▶ [How to complete this task]
Only lines containing the string "rounded" belong in the answer; find them in the records and copy them.
━━━━━━━━━━━━━━━━━━━━
PR #1485, opened 2019-10-23
Fix ScrollBar rounded corners

### LINKED ISSUE #1432: ScrollIndicator's rounded corner is hard to tell
While ScrollIndicator did get rounded corner, it is hardly noticeable in practice. It was identified as due to the issue of UI scaling. Please make this more round.

image

kaiguo:
## Description

ScrollBar's width/height (depends on the orientation) is scaled down to 1/8 in rest state, which makes CornerRadius value much smaller than it should be.

Added a "Scale" property in CornerRadiusFilterConverter to scale up the values.

## Motivation and Context

Fixes #1432.

## How Has This Been Tested?

Updated API test, manually verified ScrollBar visual.

ScrollBar 200%:
Annotation 2019-10-23 114352

### DIFF
--- a/dev/Common/CornerRadiusFilterConverter.cpp
+++ b/dev/Common/CornerRadiusFilterConverter.cpp
@@ -53,10 +53,13 @@ winrt::IInspectable CornerRadiusFilterConverter::Convert(
     auto cornerRadius = unbox_value<winrt::CornerRadius>(value);
 
     const auto scale = Scale();
-    cornerRadius.TopLeft *= scale;
-    cornerRadius.TopRight *= scale;
-    cornerRadius.BottomRight *= scale;
-    cornerRadius.BottomLeft *= scale;
+    if (!std::isnan(scale))
+    {
+        cornerRadius.TopLeft *= scale;
+        cornerRadius.TopRight *= scale;
+        cornerRadius.BottomRight *= scale;
+        cornerRadius.BottomLeft *= scale;
+    }
 
     const auto filterType = Filter();
     if (filterType == winrt::CornerRadiusFilterKind::TopLeftValue ||
--- a/dev/Common/CornerRadiusFilterConverter.cpp
+++ b/dev/Common/CornerRadiusFilterConverter.cpp
@@ -51,7 +51,14 @@ winrt::IInspectable CornerRadiusFilterConverter::Convert(
     winrt::hstring const& language)
 {
     auto cornerRadius = unbox_value<winrt::CornerRadius>(value);
-    auto filterType = Filter();
+
+    const auto scale = Scale();
+    cornerRadius.TopLeft *= scale;
+    cornerRadius.TopRight *= scale;
+    cornerRadius.BottomRight *= scale;
+    cornerRadius.BottomLeft *= scale;
+
+    const auto filterType = Filter();
     if (filterType == winrt::CornerRadiusFilterKind::TopLeftValue ||
         filterType == winrt::CornerRadiusFilterKind::BottomRightValue)
     {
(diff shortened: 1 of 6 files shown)


dev/ScrollBar/ScrollBar_themeresources.xaml
```diff
@@ -420,9 +424,9 @@
                             </ControlTemplate>
                             <ControlTemplate x:Key="VerticalThumbTemplate" TargetType="Thumb">
                                 <Rectangle x:Name="ThumbVisual" Fill="{TemplateBinding Background}"
-                                           contract7Present:RadiusX="{Binding CornerRadius, RelativeSource={RelativeSource TemplatedParent}, Converter={StaticResource TopLeftCornerRadiusDoubleValueConverter}}"
```
StephenLPeters: >TopLeftCornerRadiusDoubleValueConverter [](start = 167, length = 39)

Does this resource need to be deleted somewhere?

dev/Common/CornerRadiusFilterConverter.cpp
```diff
@@ -51,7 +51,14 @@ winrt::IInspectable CornerRadiusFilterConverter::Convert(
     winrt::hstring const& language)
 {
     auto cornerRadius = unbox_value<winrt::CornerRadius>(value);
-    auto filterType = Filter();
+
+    const auto scale = Scale();
```
StephenLPeters: >const auto scale = Scale(); [](start = 4, length = 27)

should we guard against weird double values? (negative numbers, inf, NaN, and 0)

StephenLPeters: NaN in particular seems like something we might want to check for. what happens if you set a corner radius to NaN? is it like width and height where this is a proxy for Auto?

---
In reply to: [338650803](https://github.com/microsoft/microsoft-ui-xaml/pull/1485#discussion_r338650803) [](ancestors = 338650803)

dev/ScrollBar/ScrollBar_themeresources.xaml
kaiguo: It's still being used in some other places so we need to keep it.

dev/Common/CornerRadiusFilterConverter.cpp
kaiguo: Setting NaN on CornerRadius throws an exception. For this "Scale" property, I think NaN translates to don't apply scale, so I added a guard, if the value is NaN we'll just use the original CornerRadius value.

For negative values, CornerRadius throws exception when it sees negative, I guess I'll just defer the responsibility to CornerRadius. Inf will eventually overflow to negative, so it should be the same story.

dev/Common/CornerRadiusFilterConverters.idl
```diff
@@ -12,6 +12,15 @@ runtimeclass CornerRadiusFilterConverter : Windows.UI.Xaml.DependencyObject, Win
     CornerRadiusFilterKind Filter{ get; set; };
 
     static Windows.UI.Xaml.DependencyProperty FilterProperty{ get; };
+
+    [WUXC_VERSION_MUXONLY]
+    [interface_name("ICornerRadiusFilterConverter2")]
```
jevansaks: We only need to do this if we plan to cherry-pick back to and do another 2.2 release. I'm wondering if we're close enough to 2.3 that we shouldn't bother. It's cool to see that we *can* do ABI-compatible changes easily but I wonder if we should.

Oh also because there is a "static" property here this block also needs a [statics_name(...)] attribute to put the ScaleProperty methods on a new static interface too (otherwise the factory's static method layout changes).

kaiguo: Yeah we probably shouldn't bother making another 2.2 release at this point, I'll remove the annotation.

dev/Common/CornerRadiusFilterConverter.cpp
mdtauk: Could you not default to 0 when it attempts to move the value into a negative?

kaiguo: Technically CornerRadius can be negative, it's up to the consumer of CornerRadius to decide how to handle it. We probably shouldn't force it to 0. 

If we do want to default to 0, that should be done in CornerRadius class, the converter should be minimal I think.

kaiguo:
Checking this in @chigy  FYI.

PR #1497, opened 2019-10-28
Navigation view bottom menu items implementation

### LINKED ISSUE #375: Proposal: Enable "bottom-pinned" NavigationMenuItems in the NavigationView control
# Proposal: Enable "bottom-pinned" NavigationMenuItems in the NavigationView control

## Summary
There are 3 issues that prevent users from easily being able to add new items to the Footer of the NavigationView (elaborated on in the rationale section):
1) Narrator issues
2) There is no SelectionIndicator for Footer items
3) Animation inconsistency

## Rationale
Similar to the built-in Settings NavigationMenuItem, users may want to add additional pages to the Footer of the NavigationView. There are several issues that come about with this:
1) Adding additional pages to the Footer of the NavigationView causes the narrator to read the built-in Settings NavigationMenuItem as being part of its own list, and the rest of the NavigationMenuItems in the Footer as being part of a different list. For example, if there is a "Profile" Footer NavigationMenuItem in addition to the built-in Settings item, the narrator will read: "Profile 1/1, Settings 1/1", as opposed to: "Profile 1/2, Settings 2/2".
2) There is no easy way to "turn on" the SelectionIndicator for the selected Footer NavigationMenuItem. In order to enable the SelectionIndicator, users have to traverse the UI tree of the selected Footer NavigationMenuItem for the SelectionIndicator, and turn the opacity of the indicator to 1.
3) When a user selects a different NavigationMenuItem in the "top" part of the NavigationView, the SelectionIndicator animates from the previously selected item to the newly selected item. This animation cannot be turned off (and animations cannot easily be added to the Footer items), causing inconsistency between the top NavigationViewItems and the NavigationViewItems in the Footer (if users choose to turn on the SelectionIndicator via the method described in 2).

ad1Dima:
Fix #375

## Description
I added `FooterMenuItems` property to `NavigationView`. My goal also was not to break current behavior of `NavigationView`.
So i kept both `PaneFooter` and `IsSettingsVisible` propertes. However `SettingsItem` itself now adds to end of `FooterItems` list if `IsSettingsVisible` is true

Only braking change is that SettingsItem now have selection when `PaneDisplayMode` is set to `Top`.
but you can use `SelectsOnInvoked` property to avoid this

## Motivation and Context
Fix #375

## How Has This Been Tested?
manually.
Checked switching between Top and Left PaneMode
SettingsItem Visibility changing
Dynamically updating of FooterMenuItems
SelectedItem Property and ItemInvoked event

## Usege example and screenshots:
``` xml

<muxc:NavigationView x:Name="NavigationView" ItemInvoked="NavigationView_ItemInvoked" IsSettingsVisible="{x:Bind SettingsCheckbox.IsChecked.Value, Mode=OneWay}">
            <muxc:NavigationViewItem Icon="Audio" Content="Audio"/>
            <muxc:NavigationViewItem Icon="Video" Content="Video"/>
            <muxc:NavigationViewItem Icon="View" Content="View"/>
        <muxc:NavigationView.FooterMenuItems>
            <muxc:NavigationViewItem Icon="Account" Content="Account" />
        </muxc:NavigationView.FooterMenuItems>
        <muxc:NavigationView.PaneFooter>
            <Grid Background="Red">
                <TextBlock Text="PaneFooter"/>
            </Grid>
        </muxc:NavigationView.PaneFooter>
        <Grid>
            <StackPanel Margin="12">
                <Button Click="Button_Click">
                    Left/Top switch
                </Button>
                <CheckBox x:Name="SettingsCheckbox" Content="IsSettingsVisible" IsChecked="True"/>
                <TextBlock Text="{x:Bind ((muxc:NavigationViewItem)NavigationView.SelectedItem).Content.ToString(), Mode=OneWay}"/>
            </StackPanel>
        </Grid>
    </muxc:NavigationView>

```

image
image
image
image

### DIFF
--- a/dev/NavigationView/NavigationView.cpp
+++ b/dev/NavigationView/NavigationView.cpp
@@ -1702,55 +1702,49 @@ winrt::IInspectable NavigationView::MenuItemFromContainer(winrt::DependencyObjec
 {
     if (const auto& nvi = container)
     {
-        winrt::IInspectable item{ nullptr };
-
         if (IsTopNavigationView())
         {
             // Search topnav first, if not found, search overflow
-            if (auto lv = m_topNavListView.get())
+            if (const auto lv = m_topNavListView.get())
             {
-                item = lv.ItemFromContainer(nvi);
-                if (item)
+                if (const auto item = lv.ItemFromContainer(nvi))
                 {
                     return item;
                 }
             }
 
-            if (auto lv = m_topNavListOverflowView.get())
+            if (const auto lv = m_topNavListOverflowView.get())
             {
-                item = lv.ItemFromContainer(nvi);
-                if (item)
+                if (const auto item = lv.ItemFromContainer(nvi))
                 {
                     return item;
                 }
             }
 
             // if still not found search footer
-            if (auto flv = m_topFooterNavListView.get())
+            if (const auto flv = m_topFooterNavListView.get())
             {
-                item = flv.ItemFromContainer(nvi);
+                return flv.ItemFromContainer(nvi);
             }
 
-            return item;
+            return nullptr;
         }
         else
         {
-            if (auto lv = m_leftNavListView.get())
+            if (const auto lv = m_leftNavListView.get())
             {
-                item = lv.ItemFromContainer(nvi);
-
-                if (item)
+                if (const auto item = lv.ItemFromContainer(nvi))
                 {
                     return item;
                 }
 
                 // if not found search footer
-                if (auto flv = m_leftFooterNavListView.get())
+                if (const auto flv = m_leftFooterNavListView.get())
                 {
-                    item = flv.ItemFromContainer(nvi);
+                    return flv.ItemFromContainer(nvi);
                 }
             }
-            return item;
+            return nullptr;
         }
     }
 
@@ -1925,7 +1919,7 @@ winrt::NavigationViewItemBase NavigationView::GetContainerForClickedItem(winrt::
     // still no container, lats look in footer list
     if (container.Content() != itemData)
     {
-        auto footerListView = IsTopNavigationView() ? m_topFooterNavListView.get() : m_leftFooterNavListView.get();
+        const auto footerListView = IsTopNavigationView() ? m_topFooterNavListView.get() : m_leftFooterNavListView.get();
         MUX_ASSERT(footerListView);
 
         if (auto navListView = footerListView.try_as<winrt::NavigationViewList>())
@@ -2080,13 +2074,15 @@ bool NavigationView::IsSettingsItem(winrt::IInspectable const& item)
 
 bool NavigationView::IsFooterMenuItem(winrt::IInspectable const& item)
 {
-    bool isFooterItem = false;
-    if (item && FooterMenuItems())
+    if (item)
     {
-        uint32_t index = 0;
-        isFooterItem = FooterMenuItems().IndexOf(item, index);
+        if (const auto footerMenuItems = FooterMenuItems())
+        {
+            uint32_t _unused = 0;
+            return footerMenuItems.IndexOf(item, _unused);
+        }
     }
-    return isFooterItem;
+    return false;
 }
 
 void NavigationView::UnselectPrevItem(winrt::IInspectable const& prevItem, winrt::IInspectable const& nextItem)
@@ -3404,23 +3400,30 @@ void NavigationView::UpdateListViewItemSource()
 
 void NavigationView::UpdateFooterListViewItemSource()
 {
-    auto footerItems = FooterMenuItems();
+    const auto footerItems = FooterMenuItems();
 
     // If the old settings item is selected, move the selection to the new one.
-    auto selectedItem = SelectedItem();
-    bool shouldSelectSetting = selectedItem && IsSettingsItem(selectedItem);
+    const auto shouldSelectSetting = [this]()
+    {
+        if (const auto selectedItem = SelectedItem())
+        {
+            return IsSettingsItem(selectedItem);
+        }
+        return false;
+    }();
 
+    // we will recreate settingsItem so deselect old one
     if (shouldSelectSetting)
     {
         SetSelectedItemAndExpectItemInvokeWhenSelectionChangedIfNotInvokedFromAPI(nullptr);
     }
 
-    if (m_settingsItem)
+    if (const auto settingsItem = m_settingsItem.get())
     {
         uint32_t index = 0;
-        if (footerItems.IndexOf(m_settingsItem.get(), index))
+        if (footerItems.IndexOf(settingsItem, index))
         {
-            m_settingsItem.get().Icon(nullptr);
+            settingsItem.Icon(nullptr);
             footerItems.RemoveAt(index);
             m_settingsItem.set(nullptr);
         }
@@ -3428,6 +3431,9 @@ void NavigationView::UpdateFooterListViewItemSource()
 
     if (IsSettingsVisible() && m_appliedTemplate)
     {
+        // when we move sttingsItem to bottom of the list
+        // Icon view in it's template will be corupted (possible bug?)
+        // so create new settings item
         CreateAndHookEventsToSettings();
         // add settings item to the end of footer
         footerItems.Append(m_settingsItem.get());
--- a/dev/NavigationView/NavigationView.cpp
+++ b/dev/NavigationView/NavigationView.cpp
@@ -25,8 +25,7 @@ static constexpr auto c_paneTitleHolderFrameworkElement = L"PaneTitleHolder"sv;
 static constexpr auto c_paneTitleFrameworkElement = L"PaneTitleTextBlock"sv;
 static constexpr auto c_rootSplitViewName = L"RootSplitView"sv;
 static constexpr auto c_menuItemsHost = L"MenuItemsHost"sv;
-static constexpr auto c_settingsName = L"SettingsNavPaneItem"sv;
-static constexpr auto c_settingsNameTopNav = L"SettingsTopNavPaneItem"sv;
+static constexpr auto c_footerMenuItemsHost = L"FooterMenuItemsHost"sv;
 static constexpr auto c_selectionIndicatorName = L"SelectionIndicator"sv;
 static constexpr auto c_paneContentGridName = L"PaneContentGrid"sv;
 static constexpr auto c_rootGridName = L"RootGrid"sv;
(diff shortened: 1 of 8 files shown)


dev/NavigationView/NavigationView.cpp
```diff
@@ -1707,9 +1702,10 @@ winrt::IInspectable NavigationView::MenuItemFromContainer(winrt::DependencyObjec
 {
     if (const auto& nvi = container)
     {
+        winrt::IInspectable item{ nullptr };
```
StephenLPeters: We usually try to avoid initializing variable to dummy values, in this case I think it can be avoided. This is older code was doing this before your change but maybe while you are here you can change it?

```
winrt::IInspectable NavigationView::MenuItemFromContainer(winrt::DependencyObject const& container)
{
    if (const auto& nvi = container)
    {
        if (IsTopNavigationView())
        {
            // Search topnav first, if not found, search overflow
            if (const auto lv = m_topNavListView.get())
            {
                if (const auto item =  lv.ItemFromContainer(nvi))
                {
                    return item;
                }
            }

            if (const auto lv = m_topNavListOverflowView.get())
            {
                if (const auto item = lv.ItemFromContainer(nvi))
                {
                    return item;
                }
            }

            // if still not found search footer
            if (const auto flv = m_topFooterNavListView.get())
            {
                return flv.ItemFromContainer(nvi);
            }

            return nullptr;
        }
        else
        {
            if (const auto lv = m_leftNavListView.get())
            {
                if (const auto item lv.ItemFromContainer(nvi))
                {
                    return item;
                }

                // if not found search footer
                if (const auto flv = m_leftFooterNavListView.get())
                {
                   return flv.ItemFromContainer(nvi);
                }
            }
            return nullptr;
        }
    }

    return nullptr;
}
```

dev/NavigationView/NavigationView.cpp
```diff
@@ -1903,6 +1922,24 @@ winrt::NavigationViewItemBase NavigationView::GetContainerForClickedItem(winrt::
         container = listView.ContainerFromItem(itemData).try_as<winrt::NavigationViewItemBase>();
     }
 
+    // still no container, lats look in footer list
+    if (container.Content() != itemData)
+    {
+        auto footerListView = IsTopNavigationView() ? m_topFooterNavListView.get() : m_leftFooterNavListView.get();
```
StephenLPeters: >footerListView [](start = 13, length = 14)

Whenever possible try to declare your locals as const.

dev/NavigationView/NavigationView.cpp
```diff
@@ -2041,6 +2078,17 @@ bool NavigationView::IsSettingsItem(winrt::IInspectable const& item)
...
+bool NavigationView::IsFooterMenuItem(winrt::IInspectable const& item)
+{
+    bool isFooterItem = false;
+    if (item && FooterMenuItems())
+    {
+        uint32_t index = 0;
+        isFooterItem = FooterMenuItems().IndexOf(item, index);
+    }
+    return isFooterItem;
+}
```
StephenLPeters: suggest:
```
bool NavigationView::IsFooterMenuItem(winrt::IInspectable const& item)
{
    if (item && FooterMenuItems())
    {
        return FooterMenuItems().IndexOf(item, 0);
    }
    return false;
}
```

dev/NavigationView/NavigationView.cpp
```diff
@@ -2147,6 +2192,20 @@ void NavigationView::UpdateNavigationViewUseSystemVisual()
             list->SetShowFocusVisual(showFocusVisual);
         }
         );
+
+        PropagateChangeToNavigationViewLists(NavigationViewPropagateTarget::LeftFooterListView,
+            [showFocusVisual](NavigationViewList* list)
+            {
+                list->SetShowFocusVisual(showFocusVisual);
```
StephenLPeters: Should this be checking that list is not null?

dev/NavigationView/NavigationView.cpp
```diff
@@ -3331,6 +3402,54 @@ void NavigationView::UpdateListViewItemSource()
...
+    auto footerItems = FooterMenuItems();
+
+    // If the old settings item is selected, move the selection to the new one.
+    auto selectedItem = SelectedItem();
+    bool shouldSelectSetting = selectedItem && IsSettingsItem(selectedItem);
+
+    if (shouldSelectSetting)
+    {
+        SetSelectedItemAndExpectItemInvokeWhenSelectionChangedIfNotInvokedFromAPI(nullptr);
+    }
```
StephenLPeters: Why is this needed if we set the selection at the end of this function as well?

dev/NavigationView/NavigationView.cpp
```diff
@@ -3331,6 +3402,54 @@ void NavigationView::UpdateListViewItemSource()
     }
 }
 
+void NavigationView::UpdateFooterListViewItemSource()
+{
+    auto footerItems = FooterMenuItems();
+
+    // If the old settings item is selected, move the selection to the new one.
+    auto selectedItem = SelectedItem();
```
StephenLPeters: scope guard selectedItem by using a lambda
```
const auto shouldSelectSetting = []()
{
    if(const auto selectedItem = SelectedItem())
    {
        return IsSettingsItem(selectedItem);
    }
    return false;
}();
```

dev/NavigationView/NavigationView.cpp
```diff
@@ -3331,6 +3402,54 @@ void NavigationView::UpdateListViewItemSource()
...
+
+    if (shouldSelectSetting)
+    {
+        SetSelectedItemAndExpectItemInvokeWhenSelectionChangedIfNotInvokedFromAPI(nullptr);
+    }
+
+    if (m_settingsItem)
+    {
+        uint32_t index = 0;
+        if (footerItems.IndexOf(m_settingsItem.get(), index))
```
StephenLPeters: >.get() [](start = 46, length = 6)

calling a tracker_ref's .get() method isn't free so we should try to only do it once.

I suggest that the if block be `if (auto&& settingsItem = m_settingsItem.get())`

dev/NavigationView/NavigationView.cpp
```diff
@@ -3331,6 +3402,54 @@ void NavigationView::UpdateListViewItemSource()
...
+    bool shouldSelectSetting = selectedItem && IsSettingsItem(selectedItem);
+
+    if (shouldSelectSetting)
+    {
+        SetSelectedItemAndExpectItemInvokeWhenSelectionChangedIfNotInvokedFromAPI(nullptr);
+    }
+
+    if (m_settingsItem)
+    {
+        uint32_t index = 0;
```
StephenLPeters: >uint32_t index = 0; [](start = 8, length = 19)

same comment as index from above, is this needed?

dev/NavigationView/NavigationView.cpp
```diff
@@ -3331,6 +3402,54 @@ void NavigationView::UpdateListViewItemSource()
     }
 }
 
+void NavigationView::UpdateFooterListViewItemSource()
+{
+    auto footerItems = FooterMenuItems();
```
StephenLPeters: >footerItems [](start = 9, length = 11)

const

StephenLPeters:
I'm surprised that there wasn't any updates needed for the tests, does this mean we are missing coverage around the settings item, and thus now around the footer items?

dev/NavigationView/NavigationView.xaml
```diff
@@ -90,10 +81,12 @@
...
+                                        <Setter Target="FooterMenuItemsHost.HorizontalAlignment" Value="Left"/>
                                         <!-- This is essentially a TemplateBinding: -->
                                         <Setter Target="MenuItemsHost.Width" Value="{Binding RelativeSource={RelativeSource TemplatedParent}, Path=CompactPaneLength}"/>
-                                        <Setter Target="SettingsNavPaneItem.HorizontalAlignment" Value="Left"/>
-                                        <Setter Target="SettingsNavPaneItem.Width" Value="{Binding RelativeSource={RelativeSource TemplatedParent}, Path=CompactPaneLength}"/>
+                                        <Setter Target="FooterMenuItemsHost.Width" Value="{Binding RelativeSource={RelativeSource TemplatedParent}, Path=CompactPaneLength}"/>
+                                        <!--<Setter Target="SettingsNavPaneItem.HorizontalAlignment" Value="Left"/>
+                                        <Setter Target="SettingsNavPaneItem.Width" Value="{Binding RelativeSource={RelativeSource TemplatedParent}, Path=CompactPaneLength}"/>-->
```
StephenLPeters: removed commented out code.

dev/NavigationView/NavigationView_rs1_themeresources.xaml
```diff
@@ -836,7 +836,9 @@
             </Setter.Value>
         </Setter>
     </Style>
-    
+
+    <!--<Style TargetType="local:NavigationViewItem" x:Key="MUX_NavigationViewSettingsItemStyleWhenOnTopPane" BasedOn="{StaticResource MUX_NavigationViewFooterItemStyleWhenOnTopPane}"/>-->
```
StephenLPeters: > [](start = 4, length = 184)

delete

YuliKl:
@ad1Dima, since you didn't provide a description with this PR, can you show sample code or explain how the new feature should be used? When using NavigationView, how would an app developer specify bottom menu items? top menu items? What happens to the existing PaneFooter property?

dev/NavigationView/NavigationView.cpp
ad1Dima: I'm not so good in c++. What exactly you suggest

ad1Dima:
@YuliKl updated description

ad1Dima:
@ojhad I guess you also must see this

ojhad:
Hey @ad1Dima,
Thanks for contributing this implementation! I am currently working on a [refactor of NavigationView](https://github.com/microsoft/microsoft-ui-xaml/issues/378) that will replace all the ListViews in the control with ItemsRepeater. Once this change goes in, a lot of ListView related logic that this particular implementation is reliant on will be changed/gone. So instead of merging this now, I think it makes sense for us to wait on making this change until the refactor goes in. Once that happens, I'll ping you and see if I can help with implementing this change using the new ItemsRepeater implementation (which should be a lot simpler!).
 
I think that there is valuable information that you provided here such as the new API additions/usage example. I would encourage you to move this info to the [proposal](https://github.com/microsoft/microsoft-ui-xaml/issues/375) so that we can continue the discussion there.

ad1Dima:
@ojhad 
> So instead of merging this now, I think it makes sense for us to wait on making this change until the refactor goes in.

Agree. Here i used simple idea, it took me one day to implement with no knowledge about this code and CX. Can u take this feature to your refactoring process (at least keep it in mind)? I guess it will be easy for you to re-implement my idea with new paradigm.

ojhad:
> @ojhad
> 
> > So instead of merging this now, I think it makes sense for us to wait on making this change until the refactor goes in.
> 
> Agree. Here i used simple idea, it took me one day to implement with no knowledge about this code and CX. Can u take this feature to your refactoring process (at least keep it in mind)? I guess it will be easy for you to re-implement my idea with new paradigm.

While I think it might be best to have a separation of concerns between the refactor and this feature, this is definitely something that is actively going to be on my mind when refactoring. I will look for avenues I can take that will make the implementation of this easier.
━━━━━━━━━━━━━━━━━━━━
▶ [Written response]
Fix ScrollBar rounded corners
### LINKED ISSUE #1432: ScrollIndicator's rounded corner is hard to tell
While ScrollIndicator did get rounded corner, it is hardly noticeable in practice. It was identified as due to the issue of UI scaling. Please make this more round.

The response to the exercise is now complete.